On today’s post I am going to show you how you can use Keyword Planner API and Python to extract keyword ideas segmented by language with a practical case. From my point of view, being able to segment by language when doing a keyword research is a very interesting feature that other tools do not offer which enables you to find potential keyword niches for minority languages in very competitive markets.

The process that we will follow is:

  1. Importing the seed terms: to be able to get the keyword ideas we need a list of seed terms that we are going to obtain from Github based on their frequency. In this way, we can obtain most of the queries that are done in a country for a specific language and create a quite extensive database. However, if you would like to do your keyword research focused on an industry rather than a generic one, then you might need to use a list of more specific terms of that industry.
  2. Making the requests to the API: for this practical example we will insert a list of seed terms in Spanish and we will extract the keyword ideas of queries that are done in Spanish in the United States through Keyword Planner API and Python.
  3. Exporting to Excel file: finally, we can dump all the data into an Excel file if we would like to do further analyses.

This is just a practical example, but if you would like to find more information about how to set up Keyword Planner API, you can have a read at the guide that I published to use Keyword Planner API with Python.

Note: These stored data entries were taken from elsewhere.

PR #1370, opened 2021-06-04
Add AMA proxy support

simathih:


AzureMonitorAgent/agent.py
```diff
@@ -310,8 +310,25 @@ def install():
     if public_settings is not None and public_settings.get("GCS_AUTO_CONFIG") == "true":
         hutil_log_info("Detecting Auto-Config mode.")
         return 0, ""
-    elif protected_settings is None or len(protected_settings) == 0:
+    elif (protected_settings is None or len(protected_settings) == 0) or (public_settings is not None and "proxy" in public_settings and "mode" in public_settings.get("proxy") and public_settings.get("proxy").get("mode") == "application"):
```
Dmitry-Matveev, line 313: Minor: I understand that it's "OR" clause, but I got a bit confused that on entry into the "ELIF" we check "protected_settings is None", but then on line 326 we check for "protected_settings is not None". Altough, technically it seems to work out just fine, it's a bit consusing in reading - is there a way to restructure IF/ELIF for readability?

AzureMonitorAgent/agent.py
```diff
@@ -310,8 +310,25 @@ def install():
...
+            
+            if "address" in public_settings.get("proxy"):
+                default_configs["MDSD_PROXY_ADDRESS"] = public_settings.get("proxy").get("address")
+            else:
+                log_and_exit("install", MissingorInvalidParameterErrorCode, 'Parameter "address" is required in proxy public setting')
+
+            if "auth" in public_settings.get("proxy") and public_settings.get("proxy").get("auth") == "true":
+                if protected_settings is not None and "proxy" in protected_settings and "username" in protected_settings.get("proxy") and "password" in protected_settings.get("proxy"):
+                    default_configs["MDSD_PROXY_USERNAME"] = protected_settings.get("proxy").get("username")
+                    default_configs["MDSD_PROXY_PASSWORD"] = protected_settings.get("proxy").get("password")
```
Dmitry-Matveev, line 328: I assume default_configs["VARIABLE"] are also protected by Root/Syslog level access, so that those secrets are not exposed to other user account on the same machine?

Dmitry-Matveev (approved):
Approved with comments.

AzureMonitorAgent/agent.py
simathih: Yeah only syslog user and root

AzureMonitorAgent/agent.py
simathih: The commonality in the elif is enabling MCS

PR #1377, opened 2021-06-09
handle empty string in _resource_disk_exists

ejarvi:


VMEncryption/main/ResourceDiskUtil.py
```diff
@@ -86,8 +86,8 @@ def _is_luks_device(self):
         return (int)(self.executor.Execute(cmd, suppress_logging=True)) == CommonVariables.process_success
 
     def _resource_disk_exists(self):
-        """ true if udev name for resource disk exists """
-        cmd = 'test -b ' + self._get_rd_base_dev_path()
+        """ true if udev name for resource disk exists and is mounted """
+        cmd = 'mountpoint -q ' + self._get_rd_base_dev_path()
         if (int)(self.executor.Execute(cmd, suppress_logging=True)) == CommonVariables.process_success:
             self.logger.log("Resource disk exists.")
```
ShridharParameshwarBhat, line 92: Update in the comment saying "Resource disk exists and is mounted"

VMEncryption/main/ResourceDiskUtil.py
```diff
@@ -86,8 +86,8 @@ def _is_luks_device(self):
         return (int)(self.executor.Execute(cmd, suppress_logging=True)) == CommonVariables.process_success
 
     def _resource_disk_exists(self):
-        """ true if udev name for resource disk exists """
-        cmd = 'test -b ' + self._get_rd_base_dev_path()
+        """ true if udev name for resource disk exists and is mounted """
+        cmd = 'mountpoint -q ' + self._get_rd_base_dev_path()
```
vimish, line 90: I think self._get_rd_base_dev_path() returns the path to the resource disk itself (like /dev/disk/azure/resource) and not the mountpoint (/mnt/resource).
Will the logic not break in that case?
Correct me if my understanding is wrong here.

ejarvi: I think you're right - maybe need to split this into two separate checks:  

1. if base dev path exists
2. if fs is mounted on it

ejarvi: Actually the issue here is that self.get_rd_base_dev_path() returns empty string, and test -b on empty string returns 0 

(REPL)
>>> if rdu._get_rd_base_dev_path():
...   print("found")
... else:
...   print("not found")
...
not found

(bash)
[root@ejazwxwmhg02 main]# test -b
[root@ejazwxwmhg02 main]# echo $?
0

ejarvi: added check for empty string

VMEncryption/main/ResourceDiskUtil.py
ejarvi: reverted

PR #1383, opened 2021-06-17
Added decode in sub process output read method

mearvind:


VMBackup/main/Utils/HandlerUtil.py
```diff
@@ -540,8 +540,10 @@ def get_wala_version_from_command(self):
             while(process_wait_time > 0 and p.poll() is None):
                 time.sleep(1)
                 process_wait_time -= 1
-            out = p.stdout.read()
+            out = p.stdout.read().decode()
             out = str(out)
+            if len(out) == 0:
+                raise Exception("/usr/sbin/waagent returns null")
```
bpramod, line 546: does raising this exception cause backup failure. If Yes, don't throw any exception. this can be a soft failure.

VMBackup/main/Utils/HandlerUtil.py
```diff
@@ -442,7 +442,7 @@ def get_total_used_size(self):
                 time.sleep(1)
```
bpramod, line 442: Suggestion: I know that this is the existing code. Can we refactor by creating a new method that takes command as input and output as a response?

I see that this being used at other places. this helps in future changes to update in a single place.

VMBackup/main/Utils/HandlerUtil.py
```diff
@@ -540,8 +540,10 @@ def get_wala_version_from_command(self):
             while(process_wait_time > 0 and p.poll() is None):
                 time.sleep(1)
                 process_wait_time -= 1
-            out = p.stdout.read()
+            out = p.stdout.read().decode()
```
bpramod, line 543: will this decode not cause an issue with plain strings?
i.e. already existing VMs where byte array is not coming

bpramod, line 543: as mentioned offline, can you just check in BCM that whether we are throwing warning when version deserialization is failing

VMBackup/main/Utils/HandlerUtil.py
mearvind: I added it for testing, by mistake it came in the PR.removing it.

VMBackup/main/Utils/HandlerUtil.py
mearvind: No. It doesn't throw an error for normal string. I tested it.

mearvind: The version() throwing below error..
Exception in IsUnsupportedGuestAgentVersion System.ArgumentException: Version string portion was too short or too long.
   at System.Version.VersionResult.SetFailure(ParseFailureKind failure, String argument)
   at System.Version.TryParseVersion(String version, VersionResult& result)
   at System.Version.Parse(String input)
   at System.Version..ctor(String version)
   at Microsoft.Internal.CloudBackup.Service.Common.ExtensionManager.ExtensionManagerHelper.IsUnsupportedGuestAgentVersion(String osType, String guestAgentVersion) in X:\bt\1213499\repo\src\Service\ExtensionManager\ExtensionMgrHelper.cs:line 559

VMBackup/main/Utils/HandlerUtil.py
mearvind: done

VMBackup/main/Utils/HandlerUtil.py
```diff
@@ -811,6 +799,15 @@ def get_workload_running(self):
         
     def set_pre_post_enabled(self):
         self.pre_post_enabled = True
+
+    def command_output_from_subprocess(self , args, process_wait_time):
+        p = subprocess.Popen(args, stdout=subprocess.PIPE)
+        while(process_wait_time > 0 and p.poll() is None):
```
bpramod, line 805: where are we setting process_wait_time?

VMBackup/main/Utils/HandlerUtil.py
```diff
@@ -811,6 +799,15 @@ def get_workload_running(self):
         
     def set_pre_post_enabled(self):
         self.pre_post_enabled = True
+
+    def command_output_from_subprocess(self , args, process_wait_time):
+        p = subprocess.Popen(args, stdout=subprocess.PIPE)
```
bpramod, line 804: Nit : Can we rename it instead of p

VMBackup/main/Utils/HandlerUtil.py
```diff
@@ -811,6 +799,15 @@ def get_workload_running(self):
         
     def set_pre_post_enabled(self):
         self.pre_post_enabled = True
+
+    def command_output_from_subprocess(self , args, process_wait_time):
```
bpramod, line 803: do we need try-catch?
or caller will handle any exceptions?

mearvind: It's better the caller function handles it. As we cannot suppress this error and we need to throw it so the caller function anyway needs to handle it.

VMBackup/main/Utils/HandlerUtil.py
mearvind: It's being set we call the function. We are passing it as a parameter

VMBackup/main/Utils/HandlerUtil.py
mearvind: done

bpramod (approved):

PR #1394, opened 2021-07-28
Add BEK disk validations.

vimish:


vimish:
@ejarvi 
I am using get_mount_items function ([(https://github.com/Azure/azure-linux-extensions/blob/ade-singlepass-dev/VMEncryption/main/DiskUtil.py#L463)). Please have a look if it can have any py2 and py3 compatibility issues.

@ShridharBhatGokarna Let me know if the exception message needs to change for our monitors to catch BEK missing exceptions.

ejarvi (commented):
This change has already been made in the 1.2.0.89 release branch and probably needs to be PR'd from there if not yet in ade-singlepass-dev (that way you also get release notes, etc.)

vimish:
@ejarvi I updated the version number to build a test extension. I will revert it before merging and then sync the dev and master branch to get the latest version and release notes.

1.- Finding and importing the seed terms

As mentioned before, we will get the list of seed terms from Github, thanks to the amazing work that was done by the contributor Hermit Daves, who created a repository with lots of lists of language terms from OpenSubtitles based on their frequency. With Pandas, we can fetch txt and csv files directly from Github without having to download them if we use the parameter on “?raw=true” at the end of Github’s URL.

import pandas as pd

url = 'https://github.com/hermitdave/FrequencyWords/blob/master/content/2018/es/es_50k.txt?raw=true'
df = pd.read_csv(url,header=None, sep=" ")
seed_terms = [x for x in df[0]]

2.- Making the requests to the API

In order to make the requests to the API we will iterate over the list of seed terms and we will extract the keyword ideas for each of them. Keep in mind, that before proceeding with this piece of code, you need to configure the Google Ads account and create the YAML file with the credentials as explained in the guide to Keyword Planner API. Also, you will need to check these two pages to get the location and language IDS to localize the keyword research: Geotargets and Language Codes.

In the case of our practical example, the location ID for the USA is 2840 and the Spanish language ID is 1003. The total number of terms from the seed terms list is 50.000, but if we do not need to extract so many keyword ideas, we can limit it. In the case below, I cap it to the first 1.000 terms. At the end of each iteration we let the script sleep for 3 seconds to avoid the API overloading.

from google.ads.googleads.client import GoogleAdsClient
import time

client = GoogleAdsClient.load_from_storage("<your-yaml-file-name>")

list_keywords = []
for x in seed_terms[0:1000]:
    list_keywords = list_keywords + main(client, "<your-client-id>", ["2840"], "1003", [x] , None)

3.- Exporting to Excel

Finally, we can export it as an Excel file with Pandas. The output will contain seven columns with the keyword, the average monthly search, the competition level, the competition index, the searches from the past months, the past months and the queries categorizations (Branded, Non-branded, Cars, Year, etcetera). Especial mentions to Alex Papageorgiou’s because he taught me how to also extract the keyword categories.

First, we will need to adjust a bit our list with the keywords to be able to export it with Pandas and then we will export it.

list_to_excel = []
for x in range(len(list_keywords)):
    list_months = []
    list_searches = []
    list_annotations = []
    for y in list_keywords[x].keyword_idea_metrics.monthly_search_volumes:
        list_months.append(str(y.month)[12::] + " - " + str(y.year))
    for y in list_keywords[x].keyword_annotations.concepts:
    list_to_excel.append([list_keywords[x].text, list_keywords[x].keyword_idea_metrics.avg_monthly_searches, str(list_keywords[x].keyword_idea_metrics.competition)[28::], list_keywords[x].keyword_idea_metrics.competition_index, list_searches, list_months, list_annotations ])
pd.DataFrame(list_to_excel, columns = ["Keyword", "Average Searches", "Competition Level", "Competition Index", "Searches Past Months", "Past Months", "List Annotations"]).to_excel('output.xlsx', header=True, index=False)

The final output of this exercise looks like:

Having the option of filtering by category is super convenient as we can spot terms related to your industry quite easily and fast by just filtering the Category column for the categories you are interested in the most. For instance, if I wanted to check queries about language related doubts I would only need to filter by “Language”.

When analyzing the file, you can notice that in the beginning most of the terms come from articles or connectors terms and the generated keywords are not super meaningful, however, once more specific terms are inputed, it throws much more insightful and meaningful keyword ideas.

That is all folks, I hope that you found this article interesting!